* _Task details_
The job is to find each line in the entries holding the string "compatibility" and copy that line.
= = = =
PR #1582, opened 2026-06-15
fix(rpc): migrate GET_NOTEBOOK read path to nested template block (#1549)

### LINKED ISSUE #1549: Track: GET_NOTEBOOK (rLM1Ne) tail also migrated to nested [2,…,[1]] shape (read path — not yet failing)
## Summary

During the #1546 investigation, the reporter captured that the **read-path** RPC `GET_NOTEBOOK` (`rLM1Ne`) also migrated its trailing "template" block to the same nested shape as the write path (gradual Gemini-3.5 rollout):

```
# old: [notebook_id, null, [2],                           null, 1, [[null, null, []]]]
# new: [notebook_id, null, [2, null, null, [1, …, [1]]],  null, 1, [[null, null, []]]]
```

The library currently sends `[notebook_id, None, [2], None, 0]` (see `src/notebooklm/_notebooks.py` `get()` / the raw `get` helper).

## Why this is tracked, not fixed now

Unlike create / add-source, **reads are not failing on migrated cohorts**. The #1546 reporter's original table shows `list`, `source list`, and `ask` all returning OK on the exact cohort that rejects the old *write* shapes. That means the old read-path `[2]` is still accepted by the migrated backend, so there is **no user-facing breakage to fix today**.

Migrating the read path now would be churn with no bug attached, and the captured "new" read shape (`[nb_id, null, [2,…], null, 1, [[null,null,[]]]]`) doesn't match our current params (`[nb_id, None, [2], None, 0]`) — so adopting it blindly would be a larger, unverified change to a working path. Read-shape drift deserves its own capture-confirmed, live-verified evidence before we touch it (same rigor we applied to the write path in #1548).

## Trigger to act

Re-open/act on this if **any** read RPC starts returning `status=3`/`5` (Invalid argument / not-found) against the live API — e.g. the nightly RPC-health canary flips, or a user reports `list`/`get`/`ask` failing while writes succeed. At that point:

1. Capture the live web-UI `rLM1Ne` payload (and sibling reads — `wXbhsf` LIST_NOTEBOOKS, etc.) via `scripts/scrub_rpc_har.py`.
2. Probe the new shape against an un-migrated account for forward-compatibility (as done for the write path).
3. Migrate the read builders + update goldens/cassettes.

## Refs

- Parent investigation: #1546
- Write-path migration (create + add-source): #1548
- Capture tool: `scripts/scrub_rpc_har.py`

_Reported via #1546; read path explicitly scoped out of the #1548 write-path migration._

teng-lin:
Closes #1549.

## What this does

Migrates the **read-path** `GET_NOTEBOOK` (`rLM1Ne`) trailing template block from the flat `[2]` to the same nested `build_template_block()` wrapper the write path adopted in #1548 (the Gemini-3.5 rollout). Reads weren't failing yet — migrated backends still accept the old `[2]` — but this proactively aligns the read path so it stays valid as cohorts migrate, closing the long-tracked #1549.

```
old: [notebook_id, None, [2],                                  None, 0]
new: [notebook_id, None, [2, None, None, [1, None×9, [1]]],    None, 0]
                          └─ build_template_block() ─┘
```

## Live verification (our account)

Re-verified forward-compatibility against the live API on a source-bearing notebook (8 sources), using a **control-repeat baseline** + **decoded-object compare** (GET_NOTEBOOK has read-to-read volatile fields, so raw-byte equality false-alarms):

- control: two OLD-shape reads → identical stable fingerprint ✓
- **NEW shape accepted** (HTTP 200, no `status=3`/`5`) ✓
- **NEW decode == OLD decode** — notebook id/title and all 8 `SourceRow` decodes (id, title, type, status) byte-identical ✓

## Change surface

- **All 3 GET_NOTEBOOK call sites** migrated: `notebooks.get()` + `notebooks.get_raw()` via a new `build_get_notebook_params()` helper (next to `build_create_notebook_params`), and the source-listing path (`_source/listing.py`) inlined with `build_template_block()` — importing `_notebooks` there would cycle via `_source/__init__`, documented in a comment.
- **31 cassettes**: the recorded `GET_NOTEBOOK` request bodies are updated to the new shape (the `freq` VCR matcher compares request-body *shape*; the recorded **response is unchanged** — verified identical live, so this is a request-shape refresh, not a re-record).
- **Tests**: `build_get_notebook_params` live-payload pin (mirrors the create-params test) + updated request-shape assertions in the metadata/source-listing service tests.

## Test plan

- `uv run pytest` green (unit + integration; the 823 VCR integration tests replay against the migrated cassettes).
- `mypy` + `ruff` (check + format) clean.
- No user-facing behavior change — internal wire-format hardening (same posture as the #1548 write-path migration, which likewise wasn't changelogged).

<a href="https://cubic.dev/pr/teng-lin/notebooklm-py/pull/1582?utm_source=github" target="_blank" rel="noopener noreferrer" data-no-image-dialog="true"><picture><source media="(prefers-color-scheme: dark)" srcset="https://www.cubic.dev/buttons/review-in-cubic-dark.svg"><source media="(prefers-color-scheme: light)" srcset="https://www.cubic.dev/buttons/review-in-cubic-light.svg">Review in cubic</picture></a>

## Release Notes

* **Bug Fixes**
  * Fixed internal API request formatting for notebook operations to ensure compatibility with all account types using the updated parameter format.

* **Tests**
  * Updated test fixtures and unit tests to reflect the new request format for notebook retrieval operations.

### DIFF
--- a/src/notebooklm/_notebooks.py
+++ b/src/notebooklm/_notebooks.py
@@ -43,6 +43,20 @@ def build_create_notebook_params(title: str) -> list[Any]:
     return [title, None, None, build_template_block()]
 
 
+def build_get_notebook_params(notebook_id: str) -> list[Any]:
+    """Return the canonical GET_NOTEBOOK (``rLM1Ne``) RPC payload.
+
+    The Gemini-3.5 rollout migrated the read path's trailing template block from
+    the flat ``[2]`` to the same nested :func:`build_template_block` wrapper the
+    write path adopted in #1548 (issue #1549). Live-verified forward-compatible:
+    the nested shape returns a byte-identical decoded notebook (notebook id /
+    title and every ``SourceRow``) as the flat ``[2]`` on an un-migrated account,
+    so it is safe across cohorts. The trailing ``None, 0`` is unchanged — only
+    the template block at position 2 is migrated (the narrow scope #1549 tracks).
+    """
+    return [notebook_id, None, build_template_block(), None, 0]
+
+
 def _extract_summary(outer: Any) -> str:
     """Extract the summary string from a SUMMARIZE ``result[0]`` payload.
 
@@ -571,7 +585,7 @@ class NotebooksAPI:
                 ``title``) for unknown IDs rather than a proper RPC error, so
                 this method post-validates the parsed response.
         """
-        params = [notebook_id, None, [2], None, 0]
= = = =
* _Written reply_
2. Probe the new shape against an un-migrated account for forward-compatibility (as done for the write path).
Re-verified forward-compatibility against the live API on a source-bearing notebook (8 sources), using a **control-repeat baseline** + **decoded-object compare** (GET_NOTEBOOK has read-to-read volatile fields, so raw-byte equality false-alarms):
  * Fixed internal API request formatting for notebook operations to ensure compatibility with all account types using the updated parameter format.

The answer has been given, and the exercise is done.